> **WORK INSTRUCTION**:
Range to output from the entries below: the line containing "PR #1997, opened 2026-08-16" through the line containing "2. **Error masking". Set it down exactly, ends included, nothing else.

> **INPUT MATERIAL**:
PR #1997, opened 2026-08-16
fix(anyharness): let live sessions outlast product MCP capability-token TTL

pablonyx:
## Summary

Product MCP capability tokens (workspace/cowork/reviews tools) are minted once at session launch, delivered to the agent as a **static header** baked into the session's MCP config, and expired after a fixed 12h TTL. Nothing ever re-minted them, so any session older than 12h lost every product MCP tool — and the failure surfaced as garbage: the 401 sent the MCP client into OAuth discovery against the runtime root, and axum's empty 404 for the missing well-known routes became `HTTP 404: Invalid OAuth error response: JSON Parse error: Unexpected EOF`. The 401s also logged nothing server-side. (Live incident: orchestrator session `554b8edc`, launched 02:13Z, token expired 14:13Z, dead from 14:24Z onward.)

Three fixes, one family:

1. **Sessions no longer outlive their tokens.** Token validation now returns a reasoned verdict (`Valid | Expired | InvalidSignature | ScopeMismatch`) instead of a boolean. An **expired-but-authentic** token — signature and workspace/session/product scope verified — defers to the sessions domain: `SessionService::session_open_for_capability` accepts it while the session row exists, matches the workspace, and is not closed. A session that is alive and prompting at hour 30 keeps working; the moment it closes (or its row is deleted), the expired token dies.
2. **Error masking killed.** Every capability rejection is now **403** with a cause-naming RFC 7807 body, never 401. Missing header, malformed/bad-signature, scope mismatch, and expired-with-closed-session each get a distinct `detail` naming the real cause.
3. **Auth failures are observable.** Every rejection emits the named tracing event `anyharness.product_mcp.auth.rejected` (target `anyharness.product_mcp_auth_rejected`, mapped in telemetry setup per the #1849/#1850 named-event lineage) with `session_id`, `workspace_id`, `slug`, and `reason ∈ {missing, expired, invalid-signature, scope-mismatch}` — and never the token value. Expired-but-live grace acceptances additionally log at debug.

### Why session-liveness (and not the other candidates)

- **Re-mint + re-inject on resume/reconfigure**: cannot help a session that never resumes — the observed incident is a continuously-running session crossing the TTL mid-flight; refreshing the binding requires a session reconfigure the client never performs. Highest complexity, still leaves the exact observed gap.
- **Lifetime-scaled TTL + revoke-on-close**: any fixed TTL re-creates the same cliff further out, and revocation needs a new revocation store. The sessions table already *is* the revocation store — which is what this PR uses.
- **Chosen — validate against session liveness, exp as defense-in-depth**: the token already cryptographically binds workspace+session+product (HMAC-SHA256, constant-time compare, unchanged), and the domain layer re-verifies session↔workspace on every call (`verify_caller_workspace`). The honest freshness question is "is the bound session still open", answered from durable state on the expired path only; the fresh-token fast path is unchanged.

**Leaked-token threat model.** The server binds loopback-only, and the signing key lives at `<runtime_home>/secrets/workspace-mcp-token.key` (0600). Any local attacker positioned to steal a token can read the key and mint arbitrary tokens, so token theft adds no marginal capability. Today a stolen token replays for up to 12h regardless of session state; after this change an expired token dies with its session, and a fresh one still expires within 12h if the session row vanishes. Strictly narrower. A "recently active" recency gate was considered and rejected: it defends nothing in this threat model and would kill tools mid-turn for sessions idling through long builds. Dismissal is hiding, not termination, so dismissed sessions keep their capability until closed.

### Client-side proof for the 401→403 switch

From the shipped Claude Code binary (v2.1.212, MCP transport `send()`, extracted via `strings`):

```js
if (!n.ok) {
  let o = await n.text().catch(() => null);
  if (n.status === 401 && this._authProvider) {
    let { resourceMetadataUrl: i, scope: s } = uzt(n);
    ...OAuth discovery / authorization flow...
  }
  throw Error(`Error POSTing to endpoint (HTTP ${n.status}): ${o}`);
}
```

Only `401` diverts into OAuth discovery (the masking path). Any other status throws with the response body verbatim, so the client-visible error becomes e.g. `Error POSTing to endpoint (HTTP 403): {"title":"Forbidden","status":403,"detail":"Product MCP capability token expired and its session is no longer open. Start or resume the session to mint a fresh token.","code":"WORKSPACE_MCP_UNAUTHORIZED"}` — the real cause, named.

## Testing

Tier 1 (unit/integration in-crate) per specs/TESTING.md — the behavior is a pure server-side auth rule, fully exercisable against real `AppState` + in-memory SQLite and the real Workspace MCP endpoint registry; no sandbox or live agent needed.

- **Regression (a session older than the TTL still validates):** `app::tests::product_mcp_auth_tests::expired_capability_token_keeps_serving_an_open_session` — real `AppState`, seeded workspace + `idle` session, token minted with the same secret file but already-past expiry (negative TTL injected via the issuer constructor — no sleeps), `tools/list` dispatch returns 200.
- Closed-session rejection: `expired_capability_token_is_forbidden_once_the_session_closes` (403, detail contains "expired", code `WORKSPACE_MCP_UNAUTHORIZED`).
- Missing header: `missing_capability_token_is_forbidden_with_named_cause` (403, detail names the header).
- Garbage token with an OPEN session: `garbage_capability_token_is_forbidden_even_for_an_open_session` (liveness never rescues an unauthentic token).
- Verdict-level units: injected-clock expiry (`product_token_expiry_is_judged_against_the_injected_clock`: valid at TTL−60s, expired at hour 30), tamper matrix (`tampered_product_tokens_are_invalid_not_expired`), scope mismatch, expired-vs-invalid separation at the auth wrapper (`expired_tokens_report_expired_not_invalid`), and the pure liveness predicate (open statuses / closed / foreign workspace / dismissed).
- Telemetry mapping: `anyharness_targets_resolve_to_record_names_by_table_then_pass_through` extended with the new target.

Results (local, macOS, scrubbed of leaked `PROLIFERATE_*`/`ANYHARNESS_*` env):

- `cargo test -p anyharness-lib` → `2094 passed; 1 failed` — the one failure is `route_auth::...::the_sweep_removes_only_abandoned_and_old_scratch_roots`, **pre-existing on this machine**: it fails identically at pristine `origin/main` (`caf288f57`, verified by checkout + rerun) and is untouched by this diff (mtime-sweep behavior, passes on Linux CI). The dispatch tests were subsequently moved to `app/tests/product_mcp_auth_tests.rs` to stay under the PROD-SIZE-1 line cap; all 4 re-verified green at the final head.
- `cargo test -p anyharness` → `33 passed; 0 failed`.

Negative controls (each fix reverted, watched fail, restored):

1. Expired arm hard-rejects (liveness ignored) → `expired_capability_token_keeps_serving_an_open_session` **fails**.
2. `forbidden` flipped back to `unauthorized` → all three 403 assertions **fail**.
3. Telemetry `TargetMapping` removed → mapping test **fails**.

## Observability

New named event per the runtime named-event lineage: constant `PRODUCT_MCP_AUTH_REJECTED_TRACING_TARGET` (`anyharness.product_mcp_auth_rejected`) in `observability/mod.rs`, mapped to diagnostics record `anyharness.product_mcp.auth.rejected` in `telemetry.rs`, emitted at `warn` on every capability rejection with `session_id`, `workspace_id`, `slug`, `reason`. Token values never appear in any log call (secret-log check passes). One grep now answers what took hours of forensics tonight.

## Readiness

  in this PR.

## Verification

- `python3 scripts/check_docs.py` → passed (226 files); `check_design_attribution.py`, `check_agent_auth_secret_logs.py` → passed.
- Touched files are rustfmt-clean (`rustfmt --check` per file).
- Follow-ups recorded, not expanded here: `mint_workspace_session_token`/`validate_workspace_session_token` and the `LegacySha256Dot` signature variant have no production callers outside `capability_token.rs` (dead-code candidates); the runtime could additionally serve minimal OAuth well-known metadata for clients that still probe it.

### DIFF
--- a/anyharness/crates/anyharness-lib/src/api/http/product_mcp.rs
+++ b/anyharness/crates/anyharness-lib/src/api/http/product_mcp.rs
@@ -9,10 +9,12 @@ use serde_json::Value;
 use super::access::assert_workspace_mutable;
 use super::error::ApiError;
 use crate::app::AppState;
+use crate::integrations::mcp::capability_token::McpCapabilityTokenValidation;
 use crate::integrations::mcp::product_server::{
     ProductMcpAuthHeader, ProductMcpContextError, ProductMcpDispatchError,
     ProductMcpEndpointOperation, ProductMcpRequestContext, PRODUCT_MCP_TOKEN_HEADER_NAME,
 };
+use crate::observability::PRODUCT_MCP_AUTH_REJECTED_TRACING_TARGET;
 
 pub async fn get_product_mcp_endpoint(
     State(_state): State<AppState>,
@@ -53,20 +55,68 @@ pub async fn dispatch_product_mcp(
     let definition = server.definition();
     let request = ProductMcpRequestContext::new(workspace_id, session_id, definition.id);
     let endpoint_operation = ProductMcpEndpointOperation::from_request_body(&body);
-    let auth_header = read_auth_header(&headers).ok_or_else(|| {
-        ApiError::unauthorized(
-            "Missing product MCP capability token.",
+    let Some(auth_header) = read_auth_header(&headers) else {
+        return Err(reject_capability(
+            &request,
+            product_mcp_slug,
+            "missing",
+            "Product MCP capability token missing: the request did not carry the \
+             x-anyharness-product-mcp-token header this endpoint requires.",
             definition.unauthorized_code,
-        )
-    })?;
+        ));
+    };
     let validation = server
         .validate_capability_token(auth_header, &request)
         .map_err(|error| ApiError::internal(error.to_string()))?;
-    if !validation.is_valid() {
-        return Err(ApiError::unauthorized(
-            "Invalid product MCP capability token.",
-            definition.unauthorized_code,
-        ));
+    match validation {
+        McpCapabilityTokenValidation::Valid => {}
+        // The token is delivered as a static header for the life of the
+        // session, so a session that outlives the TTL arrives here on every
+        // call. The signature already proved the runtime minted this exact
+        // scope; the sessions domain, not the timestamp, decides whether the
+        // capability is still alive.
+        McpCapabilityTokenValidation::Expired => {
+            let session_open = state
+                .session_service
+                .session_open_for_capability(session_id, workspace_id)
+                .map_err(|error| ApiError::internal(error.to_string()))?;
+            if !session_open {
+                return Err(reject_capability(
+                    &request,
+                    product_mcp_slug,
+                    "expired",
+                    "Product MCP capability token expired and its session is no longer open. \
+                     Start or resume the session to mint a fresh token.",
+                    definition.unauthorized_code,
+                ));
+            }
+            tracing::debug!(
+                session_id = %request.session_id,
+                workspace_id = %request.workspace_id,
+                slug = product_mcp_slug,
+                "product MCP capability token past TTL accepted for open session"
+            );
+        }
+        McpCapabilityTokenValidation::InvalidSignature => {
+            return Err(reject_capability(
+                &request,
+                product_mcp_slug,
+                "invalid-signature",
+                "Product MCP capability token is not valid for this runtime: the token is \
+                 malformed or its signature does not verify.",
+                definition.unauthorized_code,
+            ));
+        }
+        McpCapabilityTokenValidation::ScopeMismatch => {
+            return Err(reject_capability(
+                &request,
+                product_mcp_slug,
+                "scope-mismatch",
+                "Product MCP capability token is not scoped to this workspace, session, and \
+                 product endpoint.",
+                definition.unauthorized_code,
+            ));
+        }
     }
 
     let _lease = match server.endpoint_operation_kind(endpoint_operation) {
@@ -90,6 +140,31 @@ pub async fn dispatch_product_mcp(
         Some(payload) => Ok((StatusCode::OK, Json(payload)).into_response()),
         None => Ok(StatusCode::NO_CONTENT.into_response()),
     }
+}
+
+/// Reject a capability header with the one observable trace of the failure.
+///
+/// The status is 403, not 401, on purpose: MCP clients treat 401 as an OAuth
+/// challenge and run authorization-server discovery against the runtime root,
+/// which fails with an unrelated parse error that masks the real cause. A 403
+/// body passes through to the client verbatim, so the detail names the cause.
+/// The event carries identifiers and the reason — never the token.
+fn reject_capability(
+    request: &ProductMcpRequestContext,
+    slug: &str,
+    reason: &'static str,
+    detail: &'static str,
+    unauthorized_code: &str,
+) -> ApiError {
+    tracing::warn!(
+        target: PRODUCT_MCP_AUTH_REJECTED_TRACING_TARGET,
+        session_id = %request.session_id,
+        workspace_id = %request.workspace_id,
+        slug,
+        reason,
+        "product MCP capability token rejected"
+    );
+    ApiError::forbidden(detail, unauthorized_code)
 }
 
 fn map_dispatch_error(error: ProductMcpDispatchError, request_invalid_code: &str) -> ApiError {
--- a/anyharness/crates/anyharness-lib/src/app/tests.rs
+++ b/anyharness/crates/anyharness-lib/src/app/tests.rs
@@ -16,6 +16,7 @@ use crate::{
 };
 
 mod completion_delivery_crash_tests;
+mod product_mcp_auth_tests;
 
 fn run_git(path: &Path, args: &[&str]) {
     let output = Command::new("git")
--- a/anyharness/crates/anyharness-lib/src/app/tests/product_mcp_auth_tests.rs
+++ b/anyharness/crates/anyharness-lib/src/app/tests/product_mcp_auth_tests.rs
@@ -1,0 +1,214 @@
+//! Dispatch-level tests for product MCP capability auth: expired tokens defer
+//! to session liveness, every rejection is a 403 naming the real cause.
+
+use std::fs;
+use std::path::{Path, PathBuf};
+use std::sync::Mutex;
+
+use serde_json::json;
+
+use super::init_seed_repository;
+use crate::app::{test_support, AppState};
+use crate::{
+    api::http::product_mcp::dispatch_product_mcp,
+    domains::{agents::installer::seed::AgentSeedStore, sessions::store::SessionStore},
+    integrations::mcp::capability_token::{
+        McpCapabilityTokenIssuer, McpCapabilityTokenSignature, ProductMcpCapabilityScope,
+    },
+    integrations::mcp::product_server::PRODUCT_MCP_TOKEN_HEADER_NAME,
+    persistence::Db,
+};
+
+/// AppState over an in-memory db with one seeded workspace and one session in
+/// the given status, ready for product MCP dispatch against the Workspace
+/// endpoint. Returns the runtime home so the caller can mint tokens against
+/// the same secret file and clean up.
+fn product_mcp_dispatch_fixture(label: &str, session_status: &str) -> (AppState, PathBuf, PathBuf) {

--

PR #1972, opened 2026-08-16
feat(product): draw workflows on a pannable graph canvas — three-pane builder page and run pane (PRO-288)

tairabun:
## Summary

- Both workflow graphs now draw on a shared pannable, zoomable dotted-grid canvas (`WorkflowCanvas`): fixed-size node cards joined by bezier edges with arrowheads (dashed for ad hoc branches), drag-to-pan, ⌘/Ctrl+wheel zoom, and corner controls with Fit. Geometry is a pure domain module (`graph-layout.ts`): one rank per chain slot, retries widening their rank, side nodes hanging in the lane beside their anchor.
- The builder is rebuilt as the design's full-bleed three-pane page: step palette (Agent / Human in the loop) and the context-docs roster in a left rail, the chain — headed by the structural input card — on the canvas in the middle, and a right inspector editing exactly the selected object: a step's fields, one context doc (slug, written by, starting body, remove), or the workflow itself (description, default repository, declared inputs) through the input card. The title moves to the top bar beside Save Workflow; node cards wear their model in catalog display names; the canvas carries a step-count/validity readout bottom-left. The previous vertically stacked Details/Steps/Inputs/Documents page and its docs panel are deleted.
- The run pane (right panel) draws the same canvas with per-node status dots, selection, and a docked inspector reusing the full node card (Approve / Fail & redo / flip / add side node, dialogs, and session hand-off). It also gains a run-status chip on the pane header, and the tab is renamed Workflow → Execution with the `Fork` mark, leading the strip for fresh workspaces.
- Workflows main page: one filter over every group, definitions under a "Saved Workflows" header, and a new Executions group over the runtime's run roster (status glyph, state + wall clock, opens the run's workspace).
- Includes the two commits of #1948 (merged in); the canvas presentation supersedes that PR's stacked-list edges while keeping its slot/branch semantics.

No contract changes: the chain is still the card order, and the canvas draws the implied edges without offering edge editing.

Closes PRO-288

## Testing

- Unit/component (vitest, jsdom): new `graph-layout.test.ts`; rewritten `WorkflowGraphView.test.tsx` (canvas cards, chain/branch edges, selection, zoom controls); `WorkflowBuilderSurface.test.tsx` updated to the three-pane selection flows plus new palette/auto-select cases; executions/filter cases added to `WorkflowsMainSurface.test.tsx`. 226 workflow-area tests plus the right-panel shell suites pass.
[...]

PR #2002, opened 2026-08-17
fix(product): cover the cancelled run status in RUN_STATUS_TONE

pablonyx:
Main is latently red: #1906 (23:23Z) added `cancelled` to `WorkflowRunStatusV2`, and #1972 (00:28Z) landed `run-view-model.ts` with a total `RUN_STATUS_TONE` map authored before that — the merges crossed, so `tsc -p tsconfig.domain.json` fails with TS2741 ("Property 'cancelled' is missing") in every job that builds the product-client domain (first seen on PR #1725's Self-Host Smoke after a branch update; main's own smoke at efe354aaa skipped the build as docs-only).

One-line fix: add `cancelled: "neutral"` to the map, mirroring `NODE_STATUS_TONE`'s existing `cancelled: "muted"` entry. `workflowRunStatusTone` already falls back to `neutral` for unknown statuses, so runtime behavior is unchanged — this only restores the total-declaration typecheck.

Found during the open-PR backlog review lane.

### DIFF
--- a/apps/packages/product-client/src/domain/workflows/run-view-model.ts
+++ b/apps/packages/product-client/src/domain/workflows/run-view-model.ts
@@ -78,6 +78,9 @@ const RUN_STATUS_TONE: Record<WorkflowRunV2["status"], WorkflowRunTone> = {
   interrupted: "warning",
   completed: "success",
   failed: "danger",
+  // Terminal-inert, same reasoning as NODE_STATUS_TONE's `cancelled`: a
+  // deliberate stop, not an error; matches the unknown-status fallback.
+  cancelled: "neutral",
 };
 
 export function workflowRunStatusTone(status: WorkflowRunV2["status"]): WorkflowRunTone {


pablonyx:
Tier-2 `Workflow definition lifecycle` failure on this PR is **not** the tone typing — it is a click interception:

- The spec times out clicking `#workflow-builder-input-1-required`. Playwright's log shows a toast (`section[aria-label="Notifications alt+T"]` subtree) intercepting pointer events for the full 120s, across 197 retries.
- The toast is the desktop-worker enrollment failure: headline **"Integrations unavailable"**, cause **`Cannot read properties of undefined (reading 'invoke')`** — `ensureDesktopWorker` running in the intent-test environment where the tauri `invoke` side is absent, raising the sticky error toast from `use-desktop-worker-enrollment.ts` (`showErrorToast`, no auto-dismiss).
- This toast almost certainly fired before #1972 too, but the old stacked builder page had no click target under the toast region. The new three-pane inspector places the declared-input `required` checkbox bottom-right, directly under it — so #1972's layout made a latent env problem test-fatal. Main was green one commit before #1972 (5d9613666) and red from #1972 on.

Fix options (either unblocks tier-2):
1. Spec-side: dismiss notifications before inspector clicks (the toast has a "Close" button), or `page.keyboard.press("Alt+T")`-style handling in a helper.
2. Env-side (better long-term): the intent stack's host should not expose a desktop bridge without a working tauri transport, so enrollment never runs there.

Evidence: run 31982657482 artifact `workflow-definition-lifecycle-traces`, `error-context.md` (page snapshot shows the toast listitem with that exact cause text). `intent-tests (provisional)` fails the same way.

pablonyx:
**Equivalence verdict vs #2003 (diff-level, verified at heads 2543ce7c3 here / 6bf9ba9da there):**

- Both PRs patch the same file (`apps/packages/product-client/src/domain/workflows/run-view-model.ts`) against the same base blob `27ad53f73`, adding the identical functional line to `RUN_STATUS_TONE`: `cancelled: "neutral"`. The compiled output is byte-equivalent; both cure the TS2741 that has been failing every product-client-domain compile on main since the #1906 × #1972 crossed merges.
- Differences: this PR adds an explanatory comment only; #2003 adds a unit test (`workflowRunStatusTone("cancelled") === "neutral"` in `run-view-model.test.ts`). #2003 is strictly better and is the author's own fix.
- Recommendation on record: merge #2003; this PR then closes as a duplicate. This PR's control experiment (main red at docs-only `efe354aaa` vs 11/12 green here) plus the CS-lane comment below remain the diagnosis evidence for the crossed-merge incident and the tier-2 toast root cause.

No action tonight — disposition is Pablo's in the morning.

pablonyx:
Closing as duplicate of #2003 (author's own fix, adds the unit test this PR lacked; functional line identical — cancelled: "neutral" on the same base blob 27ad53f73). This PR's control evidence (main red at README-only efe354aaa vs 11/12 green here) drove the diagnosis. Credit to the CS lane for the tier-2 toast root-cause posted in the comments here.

> **ANSWER TO THE PROBLEM**:
PR #1997, opened 2026-08-16
fix(anyharness): let live sessions outlast product MCP capability-token TTL

pablonyx:
## Summary

Product MCP capability tokens (workspace/cowork/reviews tools) are minted once at session launch, delivered to the agent as a **static header** baked into the session's MCP config, and expired after a fixed 12h TTL. Nothing ever re-minted them, so any session older than 12h lost every product MCP tool — and the failure surfaced as garbage: the 401 sent the MCP client into OAuth discovery against the runtime root, and axum's empty 404 for the missing well-known routes became `HTTP 404: Invalid OAuth error response: JSON Parse error: Unexpected EOF`. The 401s also logged nothing server-side. (Live incident: orchestrator session `554b8edc`, launched 02:13Z, token expired 14:13Z, dead from 14:24Z onward.)

Three fixes, one family:

1. **Sessions no longer outlive their tokens.** Token validation now returns a reasoned verdict (`Valid | Expired | InvalidSignature | ScopeMismatch`) instead of a boolean. An **expired-but-authentic** token — signature and workspace/session/product scope verified — defers to the sessions domain: `SessionService::session_open_for_capability` accepts it while the session row exists, matches the workspace, and is not closed. A session that is alive and prompting at hour 30 keeps working; the moment it closes (or its row is deleted), the expired token dies.
2. **Error masking killed.** Every capability rejection is now **403** with a cause-naming RFC 7807 body, never 401. Missing header, malformed/bad-signature, scope mismatch, and expired-with-closed-session each get a distinct `detail` naming the real cause.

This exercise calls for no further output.